#### [Exercise requirements]
From the line that has "examples/domainmodel/example/generated/example/blog/Blog.java" down to the final line of the listing below, transcribe every line exactly, and only those.
-=-=-
PR #160, opened 2021-07-06
Add a CLI for the domainmodel example

Pluralia:
The CLI generates Java classes with private fields and corresponding getters and setters.
Closes [issue/131](https://github.com/langium/langium/issues/131).


examples/domainmodel/example/generated/example/blog/Blog.java
```diff
@@ -0,0 +1,22 @@
+package example.blog;
+
+class Blog {
```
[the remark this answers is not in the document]
Pluralia: I think it's better to push them. It will allow to take a look at generated files without CLI execution, directly in the repository.
So, in general we should add such things in a gitignore, but I'd prefer to push it for `Langium` usage examples.

examples/cli-util/src/cli-util.ts
```diff
@@ -0,0 +1,50 @@
...
+ * This program and the accompanying materials are made available under the
+ * terms of the MIT License, which is available in the project root.
+ ******************************************************************************/
+
+import * as fs from 'fs';
+import colors from 'colors';
+import { DefaultDocumentValidator, Grammar, LangiumDocumentConfiguration, LangiumServices } from 'langium';
+import { Package } from 'langium-cli/src/package';
+
+export function extractGrammar(fileName: string, configFileName: string, services: LangiumServices): Grammar {
```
-=-=-
#### [Answer for this exercise]
examples/domainmodel/example/generated/example/blog/Blog.java
```diff
@@ -0,0 +1,22 @@
+package example.blog;
+
+class Blog {
```
[the remark this answers is not in the document]
Pluralia: I think it's better to push them. It will allow to take a look at generated files without CLI execution, directly in the repository.
So, in general we should add such things in a gitignore, but I'd prefer to push it for `Langium` usage examples.

examples/cli-util/src/cli-util.ts
```diff
@@ -0,0 +1,50 @@
...
+ * This program and the accompanying materials are made available under the
+ * terms of the MIT License, which is available in the project root.
+ ******************************************************************************/
+
+import * as fs from 'fs';
+import colors from 'colors';
+import { DefaultDocumentValidator, Grammar, LangiumDocumentConfiguration, LangiumServices } from 'langium';
+import { Package } from 'langium-cli/src/package';
+
+export function extractGrammar(fileName: string, configFileName: string, services: LangiumServices): Grammar {
```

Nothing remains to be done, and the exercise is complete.